# Just a newbie saying Hello!



## julezdisney (Aug 29, 2012)

Hi there! I'm just a newbie to horseforum and the world of horses altogether really. I had a fierce obsession in my early teens. My dad put me in lessons - I only took 3, I didn't like my teacher, the horse, or that I had to learn on Western when I wanted to learn on English. 

lol... Well here I am 20 years later and I WANT to learn Western, and I'm reading everything I can get my hands on before I choose a stable. I'd like to start out at a lesson every two weeks, that's really all my schedule will allow right now, hopefully in the spring I can move that to weekly. 

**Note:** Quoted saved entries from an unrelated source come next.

PR #2636, opened 2021-04-29
Updating Homepage link to new Articles page & more!

weerd:
### What's this PR do?

This pull request updates a link on the Homepage so it points to the new `/us/articles` page instead of the now defunct Instapage page.

Also snuck in a quick update to the About page cover image to use a new one that was updated.

quick 👀


DFurnes (approved):
💯

PR #25, opened 2017-05-18
Initial HTTP API support

0xAX:
This commit provides initial support for HTTP API and exposes following API:

  * GET /api/v1/version
  * GET /api/v1/status
  * GET /api/v1/status/accept-new
  * POST /api/v1/status/accept-new/:value


RoadRunnr:
nice work, a few very minor nitpick coming as inline comments

.gitignore
```diff
@@ -10,4 +10,5 @@ rel/example_project
 .rebar
 tetrapak/.local.cache
 *~
-
+_build
+doc
```
RoadRunnr: no newline at end of file

priv/http_api_spec.yaml
```diff
@@ -0,0 +1,72 @@
...
+  StatusAcceptNewRequests:
+    type: "object"
+    properties:
+      acceptNewRequests:
+        type: "boolean"
+  Version:
+    type: "object"
+    properties:
+      version:
+        type: "string"
```
RoadRunnr: no newline at end of file

.gitignore
0xAX: fixed

src/ergw_http_api.erl
```diff
@@ -0,0 +1,67 @@
...
+
+init() ->
+    HttpConfig = application:get_env(ergw, http_api),
+    case HttpConfig of
+        undefined ->
+            lager:debug("HTTP API will not be started because of lack of configuration~n"),
+            ok;
+        {ok, HttpOpts0} ->
+            lager:debug("HTTP API listener options: ~p", [HttpOpts0]),
+            try validate_options(HttpOpts0) of
```
RoadRunnr: i would prefer if this where done as part of the main ergw configuration validation

There should something like in ergw_config.erl:
```
validate_option(http_api, Value) when is_list(Value) ->
    validate_options(fun http_api:validate_options/2, Value);
```

The validate_options needs to be adjusted to follow the scheme used in ergw_config

priv/http_api_spec.yaml
0xAX: this is fixed too

src/ergw_http_api.erl
0xAX: Validation of http config is in the `ergw_config` as you suggested. 

Additionally moved initialization of http listener a little bit further and after config is loaded and initialized. So it should be safe to start http after config is loaded and validated.

src/ergw_http_api.erl
```diff
@@ -0,0 +1,60 @@
...
+            Value
+    end.
+
+validate_options(port, Port) when is_integer(Port) ->
+    Port;
+validate_options(acceptors_num, Acceptors) when is_integer(Acceptors) ->
+    Acceptors;
+validate_options(ip, Ip)
+  when is_tuple(Ip) and tuple_size(Ip) == 4 ->
+    Ip;
```
RoadRunnr: IPv6 only is hardly acceptable for new implementations (only when adding IPv6 support would be a major task, which it shouldn't for cowboy).

Sample: https://github.com/travelping/ergw/blob/master/src/ggsn_gn_proxy.erl#L197

Also, tuple matching is commonly used in ergw instead of is_tuple/tuple_size check for IP addresses.

0xAX: > IPv6 only is hardly acceptable for new implementations (only when adding IPv6 support would be a major task, which it shouldn't for cowboy).

Yes. I didn't mean here to check that we have non IPv6 here. just wanted to check that we are dealing especially with 4-size tuple here. But, yes, will remake this via matching.

priv/http_api_spec.yaml
```diff
@@ -0,0 +1,72 @@
+swagger: '2.0'
+info:
+  title: "ERGW API"
+  version: "1.0.0"
+  description: "ERGW API to interact with ERGW"
```
RoadRunnr: correct capitalization is **erGW**

could you do a quick ```sed -i -e 's/ergw/erGW/gi' priv/http_api_spec.yaml```, please?

src/ergw_http_api.erl
0xAX: updated now

priv/http_api_spec.yaml
0xAX: sure

0xAX: done

priv/http_api_spec.yaml
```diff
@@ -0,0 +1,72 @@
...
+basePath: /api/v1
```
RoadRunnr: And please add:
```
  license:
    name: "GPL 2.0"
    url: "https://www.gnu.org/licenses/#GPL"
```

0xAX: added

src/ergw_http_api.erl
```diff
@@ -0,0 +1,59 @@
...
+        {_, Value} ->
+            Value
+    end.
+
+validate_options(port, Port) when is_integer(Port) ->
+    Port;
+validate_options(acceptors_num, Acceptors) when is_integer(Acceptors) ->
+    Acceptors;
+validate_options(ip, {_, _, _, _} = Ip) ->
+    Ip;
```
RoadRunnr: IPv6 validation is still missing

0xAX: ah, I got you in a wrong way in the previous message. Will do now.

0xAX: I've added `validate_options/2` clause for IPv6. Additionally added `inet` option to listener options (https://github.com/travelping/ergw/pull/25/files#diff-08c7a450c062bff388022d5a3057570eR33) as specified in https://ninenines.eu/docs/en/ranch/1.2/manual/ranch_tcp/ in a case when ipv6 addr is passed

RoadRunnr:
looks good, ready to merge.

I'll pull it into the API branch once I'm done with my outstanding changes.

0xAX:
> I'll pull it into the API branch once I'm done with my outstanding changes.

ok, good 👍

RoadRunnr:
integrated into #26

My long term goals would be horse ownership, competitive trails, and barrels!

I took a trail ride last week, would like to do another 2 before I go to my first lesson, just to mix things up and feel confident going in. Any suggestions for me? 

I love the connection I have with a horse. They seem to like me too, and I can say that all I want to do is FLY when I'm on the back of those beautiful creatures. I've done a trot, and all I want is FASTER FASTER FASTER! :lol:

Any advice would be fantastic! Thanks!!


----------



## SouthernTrails (Dec 19, 2008)

.

Welcome to the Horse Forum

We have a section on Western Riding, broken down into different disciplines.

Join in, we don't bite..... :lol:

Enjoy, PS I like Western Riding too :wink:


.


----------



## HorseLovinLady (Jul 18, 2011)

Welcome to the forum!!


----------



## Country Woman (Dec 14, 2011)

Welcome to the forum 
nice to meet you


----------